2015-06-15 Thread William Briggs
I just wanted to clarify - when I said you hit your "maximum level of
parallelism", I meant that the default number of partitions might not be
large enough to take advantage of more hardware, not that there was no way
to increase your parallelism - the documentation I linked gives a few
suggestions on how to increase the number of partitions.

-Will

On Mon, Jun 15, 2015 at 5:00 PM, William Briggs  wrote:

> There are a lot of variables to consider. I'm not an expert on Spark, and
> my ML knowledge is rudimentary at best, but here are some questions whose
> answers might help us to help you:
>
>- What type of Spark cluster are you running (e.g., Stand-alone,
>Mesos, YARN)?
>- What does the HTTP UI tell you in terms of number of stages / tasks,
>number of exectors, and task execution time / memory used / amount of data
>shuffled over the network?
>
> As I said, I'm not all that familiar with the ML side of Spark, but in
> general, if I were adding more resources, and not seeing an improvement,
> here are a few things I would consider:
>
>1. Is your data set partitioned to allow the parallelism you are
>seeking? Spark's parallelism comes from processing RDD partitions in
>parallel, not processing individual RDD items in parallel; if you don't
>have enough partitions to take advantage of the extra hardware, you will
>see no benefit from adding capacity to your cluster.
>2. Do you have enough Spark executors to process your partitions in
>parallel? This depends on  your configuration and on your cluster type
>(doubtful this is an issue here, since you are adding more executors and
>seeing very little benefit).
>3. Are your partitions small enough (and/or your executor memory
>configuration large enough) so that each partition fits into the memory of
>an executor? If not, you will be constantly spilling to disk, which will
>have a severe impact on performance.
>4. Are you shuffling over the network? If so, how frequently and how
>much? Are you using efficient serialization (e.g., Kryo) and registering
>your serialized classes in order to minimize shuffle overhead?
>
> There are plenty more variables, and some very good performance tuning
> documentation  is
> available. Without any more information to go on, my best guess would be
> that you hit your maximum level of parallelism with the addition of the
> second node (and even that was not fully utilized), and thus you see no
> difference when adding a third node.
>
> Regards,
> Will
>
>
> On Mon, Jun 15, 2015 at 1:29 PM, Wang, Ningjun (LNG-NPV) <
> ningjun.w...@lexisnexis.com> wrote:
>
>>  I try to measure how spark standalone cluster performance scale out
>> with multiple machines. I did a test of training the SVM model which is
>> heavy in memory computation. I measure the run time for spark standalone
>> cluster of 1 – 3 nodes, the result is following
>>
>>
>>
>> 1 node: 35 minutes
>>
>> 2 nodes: 30.1 minutes
>>
>> 3 nodes: 30.8 minutes
>>
>>
>>
>> So the speed does not seems to increase much with more machines. I know
>> there are overhead for coordinating tasks among different machines. Seem to
>> me the overhead is over 30% of the total run time.
>>
>>
>>
>> Is this typical? Does anybody see significant performance increase with
>> more machines? Is there anything I can tune my spark cluster to make it
>> scale out with more machines?
>>
>>
>>
>> Thanks
>>
>> Ningjun
>>
>>
>>
>
>


Re: Does spark performance really scale out with multiple machines?

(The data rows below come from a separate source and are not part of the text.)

PR #101, opened 2017-05-31
switch to variable-like concepts

ericniebler:
refs ericniebler/stl2#379


ericniebler:
A few hours of work, but I believe it to be worth it.

ericniebler:
I take it you approve of the direction. Now I just have to finish the paper. :-P

PR #463, opened 2024-11-09
Fix serial race conditions on startup

eandersson:
This was a change suggested by Mecanix


mutatrum:
This is related regarding the TPS546 code: #427.

components/asic/serial.c
adammwest, line 1: if (wait) {
        if (uart_wait_tx_done(UART_NUM_1, 1000 / portTICK_PERIOD_MS) != ESP_OK) {
            return ESP_FAIL;
        }
    }


could be 

if (wait) {
       esp_err_t tx_err =  uart_wait_tx_done(UART_NUM_1, 1000 / portTICK_PERIOD_MS) 

        if (tx_err!= ESP_OK) {
            return tx_err;
        }
    }

eandersson: I went with this for now
```
    if (wait) {
        // When using wait we could end up returning a ESP_ERR_TIMEOUT error as well.
        return uart_wait_tx_done(UART_NUM_1, 1000 / portTICK_PERIOD_MS);
    }
```

WantClue (approved):

PR #468, opened 2024-11-10
Enable PSRAM

mutatrum:
This change in `sdkconfig.defaults` enables  PSRAM for the ESP32-S3-WROOM-1 N16R8 variant. This adds 8MB of ram to FreeRTOS.

Assumption is that all manufactured BitAxes are using this variant. If there are BitAxes with the 4MB variant, or with no PSRAM, it will probably crash.

The most defensive option is to make sure this code will work on all variants. The other option is to push it out and see what breaks.


mutatrum:
See https://github.com/skot/ESP-Miner/pull/434#discussion_r1835692625 for why some settings have changed or removed.

eandersson:
I know that we are setting something similar for the multichip design https://github.com/WantClue/esp-miner-multichip/blob/main/sdkconfig.defaults#L12

WantClue:
please resolve conflict

mutatrum:
Done

WantClue (approved):

eandersson (approved):

PR #469, opened 2024-11-10
feat: easter egg

mrv777:
## Description

- Just a fun easter egg


benjamin-wilson:
We've got limited space in the www partition - I'd be wary of anything unnecessary

benjamin-wilson:
Perhaps a string that prints to the browser console when you open dev tools?

mrv777:
Sure, I can do that instead

mrv777:
If we want to save space:
https://github.com/skot/ESP-Miner/pull/470

skot:
I think we should keep this

eandersson:
LGTM 🗡️

PR #471, opened 2024-11-11
Set proper size in hex2bin call

### LINKED ISSUE #302: Possible Memory Corruption
The `hex2bin` len parameter takes the destination length that is `HASH_SIZE` and not the source length.

https://github.com/skot/ESP-Miner/blob/80e72cc87443b22ba5920f775a97da69621b5975/components/stratum/stratum_api.c#L238

The last hex string converted overwrites 32 bytes of memory not allocated

mutatrum:
Fixes #302

It actually doesn't corrupt memory, as hex2bin stops on null termination of the string provided by cJSON. But it's still better to have the correct len value passed to hex2bin.


tdb3 (approved):
Good catch.
Reviewed the change and ran a quick local test feeding hex2bin a 32-byte C string containing a hash, with `bin_len` set to `HASH_SIZE`.  Printed each byte written to `bin` and saw the correct hash.

eandersson (approved):

Issue #264, opened 2024-07-30
Handle share reject reasons


mutatrum:
It seems there is some confusion on the rejected shares. One way of making the user more informed would be to gather statistics on the reject reasons. F.e. number of stale shares, etc.

Unfortunately, error response is outside of the stratum api spec AFAIK, so there's no standard for a reject reason field. But with only limited pool implementations, a best effort implementation could capture more cases.

I've seen two formats:

ckpool:
```
{"reject-reason":"Stale","result":false,"error":null,"id":5333}
{"reject-reason":"Above target","result":false,"error":null,"id":8}
```

public pool:
```
{"id":120,"result":null,"error":[21,"Job not found",""]}
{"id":3423,"result":null,"error":[23,"Difficulty too low",""]}
```

Maybe there are other implementations, but these are the pools I've tested with so far.

These are also the different errors I encountered, so a small map with reason and counter would be sufficient.

Ondalf:
https://github.com/tpfuemp/yiimp/blob/dev/stratum/client_core.cpp#L73
Yiimp pools replies as well with
```
{"id":integer,"result":false,"error":[integer,"string",null]}
error field being [error code, "error text", null]
```
So main difference is "result":false ... Don't ask why :D
But when presenting or collecting these errors, there was no documents for stratum-v1 to handle errors, which are caused by asicboost, so pools are reusing existing numbers but with different strings or adding more.
Theoretically, collecting strings would do alone as well just fine.
```
> {"method": "mining.submit", "params": ["donate", "cc", "00000000", "66b3e54a", "7f2f70a0"], "id":4}
< {"id":4,"result":false,"error":[26,"Low difficulty share",null]}
and valid share
> {"method": "mining.submit", "params": ["donate", "cd", "00000000", "66b3e588", "27b36bb0"], "id":4}
< {"id":4,"result":true,"error":null}
```

PR #472, opened 2024-11-11
Parse stratum api reject reason

mutatrum:
Initial implementation of parsing reject reasons as discussed in #264. It can handle two formats, the error array and the reject-reason string. If other flavours are found, it should be fairly trivial to extend the parsing.

This only handles the parsing aspect, feeding back to the front-end will be a separate issue.

I extended an existing and added a unit test, but I don't know how to run them.

### DIFF
--- a/components/stratum/stratum_api.c
+++ b/components/stratum/stratum_api.c
@@ -146,6 +146,7 @@ void STRATUM_V1_parse(StratumApiV1Message * message, const char * stratum_json)
         // parse results
         cJSON * result_json = cJSON_GetObjectItem(json, "result");
         cJSON * error_json = cJSON_GetObjectItem(json, "error");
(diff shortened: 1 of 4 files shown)


components/stratum/stratum_api.c
```diff
@@ -171,6 +181,11 @@ void STRATUM_V1_parse(StratumApiV1Message * message, const char * stratum_json)
                 message->response_success = true;
             } else {
                 message->response_success = false;
+                if (!cJSON_IsNull(reject_reason_json)) {
```
eandersson, line 184: Nit: Technically I think you don't need the IsNull, as both check for a null value and IsString will return false if the type is `cJSON_NULL`.

mutatrum:
image

eandersson (approved):

WantClue (approved):

PR #479, opened 2024-11-15
Mecanix found that we are not updating the difficulty mask properly

eandersson:


eandersson:
From @adammwest 
`There is a consideration here , you don't actually want to set the difficulty mask to the pool diff, for instance OCEAN, VIABTC uses >= 65536. ESP-Miner has many assumptions about winning nonce's being generated frequently by the chip which for some pools would be no longer true, and as a result the statistics are higher variance this is an issue if you get a nonce every x minutes, all data that is collected on a bitaxe would be less valuable as the hash rate sampling frequency reduces. Also there are limits to the maximum ticket mask being set per chip and each pool can set there own initial diff some pools use ~1M (2**20) also some use not power of 2 difficulties you need to convert it to the lower power of 2 first. I am not sure what the ideal behavior is here maybe counting duplicates, maybe counting stale ratio of nonce's with old job ids, measuring the queue length. Which may help identifying the cause. The chip diff should be as low as possible and not dependent on the pool.`

adammwest:
for formatting!
* Pools have huge varying initial difficulties from 1k-> 1M
* Asic hashrate statistics are dependant on high sampling frequency of nonces, which is only the case when chip difficulty is low
* Pool difficulty changes should not change hashrate sampling frequency
* Anything editing the ticket mask must be a power of 2 limited to the correct bounds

2015-06-15 Thread William Briggs
There are a lot of variables to consider. I'm not an expert on Spark, and
my ML knowledge is rudimentary at best, but here are some questions whose
answers might help us to help you:

   - What type of Spark cluster are you running (e.g., Stand-alone, Mesos,
   YARN)?
   - What does the HTTP UI tell you in terms of number of stages / tasks,
   number of exectors, and task execution time / memory used / amount of data
   shuffled over the network?

As I said, I'm not all that familiar with the ML side of Spark, but in
general, if I were adding more resources, and not seeing an improvement,
here are a few things I would consider:

   1. Is your data set partitioned to allow the parallelism you are
   seeking? Spark's parallelism comes from processing RDD partitions in
   parallel, not processing individual RDD items in parallel; if you don't
   have enough partitions to take advantage of the extra hardware, you will
   see no benefit from adding capacity to your cluster.
   2. Do you have enough Spark executors to process your partitions in
   parallel? This depends on  your configuration and on your cluster type
   (doubtful this is an issue here, since you are adding more executors and
   seeing very little benefit).
   3. Are your partitions small enough (and/or your executor memory
   configuration large enough) so that each partition fits into the memory of
   an executor? If not, you will be constantly spilling to disk, which will
   have a severe impact on performance.
   4. Are you shuffling over the network? If so, how frequently and how
   much? Are you using efficient serialization (e.g., Kryo) and registering
   your serialized classes in order to minimize shuffle overhead?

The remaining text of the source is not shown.